Satellite transponders (16 total at 103º(s)) [or 103º(a)]
[Local HD channels for some cities]
1-8 # # # # # # NA NA
9-16 NA NA NA NA NA NA # #
17-24 # # # # # # # #
[Note, these can be very slow to appear]

Satellite transponders (14 total at 103º(c)) [or 103º(b)]
[National HD channels]
1-8 # # # # # # # #
9-16 # # # # # # NA NA
17-24 NA NA NA NA NA NA NA NA


----------



## Snook boy (Jun 29, 2009)

Thanks for the quick reply.

The R10 is reading:

101 (a)
All odd numbered transponders are reading 95 or higher, all even numbered transponders are reading 0.

119 (b) all transponders are reading 95, except for #31 which is 0

110 (c) all transponders are reading 92

I just re-entered all of the dish size and zip code info and it just finished scanning and says:

Satellite in 1

101 (a) right side not detected
119 (b) not detected
110 (c) not detected

Satellite in 2

101 (a) right side not detected 
119 (b) not detected
110 (c) not detected


----------



## BattleZone (Nov 13, 2007)

Hate to tell you, but your TiVo is near death. On average, they tend to last 4-5 years, and lots and lots of them are reaching their last days.


----------



## litzdog911 (Jun 23, 2004)

Snook boy said:


> ....The R10 is reading:
> 
> 101 (a)
> All odd numbered transponders are reading 95 or higher, all even numbered transponders are reading 0.


Missing only the odd or even-numbered transponders is usually caused by a loose, moist or corroded coax connection at the dish, ground block or multiswitch.

Do both R10 tuners show the same thing? Do you other Receivers show the same readings?


----------



## litzdog911 (Jun 23, 2004)

BattleZone said:


> Hate to tell you, but your TiVo is near death. On average, they tend to last 4-5 years, and lots and lots of them are reaching their last days.


This doesn't sound like the typical "dead Tivo" problem, though. Looks like a signal/cable issue.


----------



## Snook boy (Jun 29, 2009)

litzdog911 said:


> Missing only the odd or even-numbered transponders is usually caused by a loose, moist or corroded coax connection at the dish, ground block or multiswitch.
> 
> Do both R10 tuners show the same thing? Do you other Receivers show the same readings?

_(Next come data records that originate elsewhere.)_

PR #1200, opened 2023-01-28
[ADDED] Support for stream subject transform

jnmoyne:
Adds support for all stream subject transform functionalities and thereby enabled KV bucket sourcing


jsm.go
```diff
@@ -136,6 +139,12 @@ type StreamConfig struct {
 	MirrorDirect bool `json:"mirror_direct"`
 }
 
+// SubjectTransformConfig is for applying a subject transform (to matching messages) before doing anything else when a new message is received
```
piotrpio, line 142:
```suggestion
// SubjectTransformConfig is for applying a subject transform (to matching messages) before doing anything else when a new message is received.
```

kv.go
```diff
@@ -414,14 +414,22 @@ func (js *js) CreateKeyValue(cfg *KeyValueConfig) (KeyValue, error) {
...
+			var sourceBucketName string
+			if strings.HasPrefix(ss.Name, kvBucketNamePre) {
+				sourceBucketName = ss.Name[len(kvBucketNamePre):]
+			} else {
+				sourceBucketName = ss.Name
 				ss.Name = fmt.Sprintf(kvBucketNameTmpl, ss.Name)
 			}
+
+			if ss.External == nil || sourceBucketName != cfg.Bucket {
+				ss.FilterSubject = fmt.Sprintf("$KV.%s.>", sourceBucketName)
```
piotrpio, line 427:
```suggestion
				ss.FilterSubject = fmt.Sprintf(kvSubjectsTmpl, sourceBucketName)
```

kv_test.go
```diff
@@ -251,3 +251,51 @@ func TestKeyValueCreate(t *testing.T) {
...
+		t.Fatalf("Error creating key: %v", err)
+	}
+
+	kvC, err := js.CreateKeyValue(&KeyValueConfig{Bucket: "C", Sources: []*StreamSource{{Name: "A"}, {Name: "B"}}})
+	if err != nil {
+		t.Fatalf("Error creating kv: %v", err)
+	}
+
+	// Wait half a second to make sure it has time to populate the stream from it's sources
+	time.Sleep(500 * time.Millisecond)
```
piotrpio, line 292: Always waiting 500ms in a test is kind of a lot... It would be good to either decrease this (if possible) or at least replace this with some function which periodically checks for the result (with a timeout), something like `waitFor()` func in drain_test.go

js_test.go
```diff
@@ -1268,3 +1268,54 @@ func TestStreamNameBySubject(t *testing.T) {
...
+
+	m, err := sub.NextMsg(time.Second)
+	if err != nil {
+		t.Fatalf("Unexpected error: %v", err)
+	}
+
+	if m.Subject != "fromtest.transformed.test" {
+		t.Fatalf("the subject of the message doesn't match the expected fromtest.transformed.test: %s", m.Subject)
+	}
+
```
piotrpio, line 1320: Remove newline

js_test.go
```diff
@@ -1268,3 +1268,54 @@ func TestStreamNameBySubject(t *testing.T) {
...
 }
+
+func TestJetStreamTransform(t *testing.T) {
+	s := RunBasicJetStreamServer()
+	defer shutdownJSServerAndRemoveStorage(t, s)
+
+	nc, js := jsClient(t, s)
+	defer nc.Close()
+
+	var err error
```
piotrpio, line 1279: No need for that, just do:
```
_, err := js.AddStream(&StreamConfig{
		Name:             "ORIGIN",
		Subjects:         []string{"test"},
		SubjectTransform: &SubjectTransformConfig{Source: ">", Destination: "transformed.>"},
		Storage:          MemoryStorage,
	})
```

js_test.go
jnmoyne: Done

js_test.go
jnmoyne: Done

kv_test.go
jnmoyne: Reduced to 100 ms

piotrpio (approved):
LGTM

kv_test.go
```diff
@@ -251,3 +251,51 @@ func TestKeyValueCreate(t *testing.T) {
...
+		t.Fatalf("Error creating key: %v", err)
+	}
+
+	kvC, err := js.CreateKeyValue(&KeyValueConfig{Bucket: "C", Sources: []*StreamSource{{Name: "A"}, {Name: "B"}}})
+	if err != nil {
+		t.Fatalf("Error creating kv: %v", err)
+	}
+
+	// Wait half a second to make sure it has time to populate the stream from it's sources
+	time.Sleep(100 * time.Millisecond)
```
wallyqs, line 292: This looks flaky... why not just wrap below code with the `kvC.Get` with some retries until they work?

test/js_test.go
```diff
@@ -5362,17 +5362,6 @@ func testJetStreamMirror_Source(t *testing.T, nodes ...*jsServer) {
 		}
 	})
 
-	t.Run("bind to stream with wrong subject fails", func(t *testing.T) {
-		_, err := js.SubscribeSync("secret", nats.BindStream("origin"))
```
wallyqs, line 5366: btw why was this one deleted? Is it due to upgrading nats-server version?

js_test.go
```diff
@@ -1268,3 +1268,51 @@ func TestStreamNameBySubject(t *testing.T) {
...
+		Name:     "SOURCING",
+		Sources:  []*StreamSource{{Name: "ORIGIN", FilterSubject: ">", SubjectTransformDest: "fromtest.>"}},
+		Storage:  MemoryStorage,
+	})
+	if err != nil {
+		t.Fatalf("Unexpected error: %v", err)
+	}
+
+	// Create a sync subscription with an in-memory ephemeral consumer.
+	sub, err := js.SubscribeSync(">", ConsumerMemoryStorage(), BindStream("SOURCING"))
```
wallyqs, line 1305: Maybe add what other subjects would work around here besides full wildcard? Or would only full wildcard work because it has to match the FilterSubject?

test/js_test.go
jnmoyne: Yes, this PR is the companion to the new nats-server changes which introduce subject transforms to streams and as part of those changes the checking of the consumer filter having to match the stream's subject listeners has been removed, hence this test is no longer valid. It's been discussed at length between myself and Derek and myself and Tomasz both in the PR comments and in the #eng thread. TLDR is that the old assumption that all the messages in a stream are with subjects that match the current subject listen of the stream is no longer valid (actually stopped being so when we started allowing updating the subjects of an existing stream) and not only is it no longer valid but it's that artificial restriction is already a problem (i.e. people getting confused of how they can create a consumer and subscribe to a stream that doesn't listen to any Core NATS subjects), and would not allow source chaining (which is very much a desired functionality, especially once you have the subject transform functionality in the streams).

kv_test.go
jnmoyne: It's not flaky, just a question of timing. Without it, the test passes like 99% of the time but I did see it fail once. IMHO it's expected as there is a small delay between the stream creation call returning and the stream being populated from it's sources, so I added the sleep to give the stream a little bit of time to come up and get populated with the two messages from the 2 sources and haven't seen it fail since. I actually lowered it further to 20 ms and it still passes every time.

js_test.go
jnmoyne: Sure, I changed it to `fromtest.>` and changed the stream to not listen to any subjects. And you inadvertently make the point I made in the conversation above, with the removal of checking the subject is a subset of the stream's listen FilterSubject the test with no filter subject set in the stream (or set to something that doesn't intersect fromtest.>) now works when using `fromtest.>` in the SubscribeSync while before it would not have.

kv_test.go
jnmoyne: I did implement something like you suggest of checking the number of messages and waiting until it reaches 2 and then doing the gets - see the last commit.
And what happens is that the first size check always returns 0 so it does the sleep of 20ms then the next time around the stream is populated and it goes on with the gets, so the tests with this extra check before sleep always runs the same amount of time as with just the sleep.

test/js_test.go
wallyqs: Thanks for the update, in that case I would prefer we add something like the following replacing this test to clarify the behavior: 

```go
	t.Run("bind to stream with subject not in stream", func(t *testing.T) {
		// The Stream does not have a subject called 'nothing' but client is still able
		// to bind to the origin stream even though it cannot consume messages.
		// After updating the stream with the subject this consumer will be able to
		// match and receive messages.
		sub, err := js.SubscribeSync("nothing", nats.BindStream("origin"))
		if err != nil {
			t.Fatal(err)
		}
		_, err = sub.NextMsg(1 * time.Second)
		if !errors.Is(err, nats.ErrTimeout) {
			t.Fatal("Expected timeout error")
		}

		info, err := sub.ConsumerInfo()
		if err != nil {
			t.Fatal(err)
		}
		got := info.Stream
		expected := "origin"
		if got != expected {
			t.Fatalf("Expected %v, got %v", expected, got)
		}

		got = info.Config.FilterSubject
		expected = "nothing"
		if got != expected {
			t.Fatalf("Expected %v, got %v", expected, got)
		}

		t.Run("can consume after stream update", func(t *testing.T) {
			_, err = js.UpdateStream(&nats.StreamConfig{
				Name: "origin",
				Placement: &nats.Placement{
					Tags: []string{"NODE_0"},
				},
				Storage:  nats.MemoryStorage,
				Replicas: 1,
				Subjects: []string{"origin", "nothing"},
			})
			js.Publish("nothing", []byte("hello world"))

			msg, err := sub.NextMsg(1 * time.Second)
			if err != nil {
				t.Error(err)
			}
			got = msg.Subject
			expected = "nothing"
			if got != expected {
				t.Fatalf("Expected %v, got %v", expected, got)
			}

		})
	})
```

wallyqs: (I will send a patch for this one after merging your PR which have just LGTMd)

wallyqs (approved):

js_test.go
wallyqs: Thanks for the explanation!

jnmoyne:
👍

PR #1204, opened 2023-02-06
Add option to skip host lookup

chen-shmilovich-sysdig:
Sometimes we want NATS to avoid resolving the IP address of a host. For example, when using a proxy that only lets a specific address connect and blocks everything else.
This is why I added a new option in this PR. It lets you skip the hostname lookup.


piotrpio (approved):
LGTM!

PR #1209, opened 2023-02-10
Go 1.20 updates, add build tag for rand.Seed

wallyqs:
Adds Go 1.20 and also deprecates use of rand.Seed in the client for Go +1.20 series since this is now always done by default (https://github.com/golang/go/issues/54880)

### DIFF
--- a/rand.go
+++ b/rand.go
@@ -1,0 +1,29 @@
+// Copyright 2023 The NATS Authors
+// Licensed under the Apache License, Version 2.0 (the "License");
+// you may not use this file except in compliance with the License.
+// You may obtain a copy of the License at
+//
+// http://www.apache.org/licenses/LICENSE-2.0
+//
+// Unless required by applicable law or agreed to in writing, software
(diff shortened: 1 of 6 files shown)


rand.go
```diff
@@ -0,0 +1,29 @@
...
+
+import (
+	"math/rand"
+	"time"
+)
+
+func init() {
+	// This is not needed since Go 1.20 because now rand.Seed always happens
+	// by default (uses runtime.fastrand64 instead as source).
+	rand.Seed(time.Now().UnixNano())
```
wallyqs, line 28: we don't need it now probably but from Go 1.19 it was possible to get call into fastrand64 like this: `maphash.Bytes(maphash.MakeSeed(), nil)`

derekcollison: This a new file?

wallyqs: yes a new file to add the build tags so that this does not apply to Go +1.20

derekcollison: ok so just copyright 2023..

derekcollison (approved):
LGTM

I checked out the connections behind the R10 as well as outside at the multi switch. All connections were tight. Its dark right now so I'll have to wait till morning to get on the roof and check the connection at the dish.

Yes, it seems that both tuners on the R10 were showing the same readings. However the wife is deeply engrossed in "The Bachelorette" right now....... I dont dare go in the living room and ask if I can test signal strengths readings on the HR20.

Again, the HR20 in the living room is pretty much working fine, except for a few channels that just say "searching for Sat. in 2....... 771", and the R10 seems to be dead in the water.

Thanks again so much, I really appreciate the help.


----------



## litzdog911 (Jun 23, 2004)

Check to see if your HR20 is also showing those missing even-numbered transponders. If it is (check both tuners), then you know the problem is at the dish or the input to the multiswitch. If it's not, then the problem is on the connectors/cables from the multiswitch outputs to your R10.


----------



## ThomasM (Jul 20, 2007)

Once again, I suggest "swapping" receivers. See if your problems follow with the receiver OR THE LOCATION.

Since you are having problems with BOTH receivers missing channels/transponders, it's unlikely that you are having a receiver problem but more likely a cabling/multiswitch/dish issue. If you can't solve the problem by checking on these items, I'd either consider paying for a service call OR signing up for the "Protection Plan". The downside to the protection plan is that you have to wait 30 days before you can get service under it. The plus side is that for $72 EVERYTHING is covered FOR THE NEXT YEAR. ($6 per month one year minimum commitment)


----------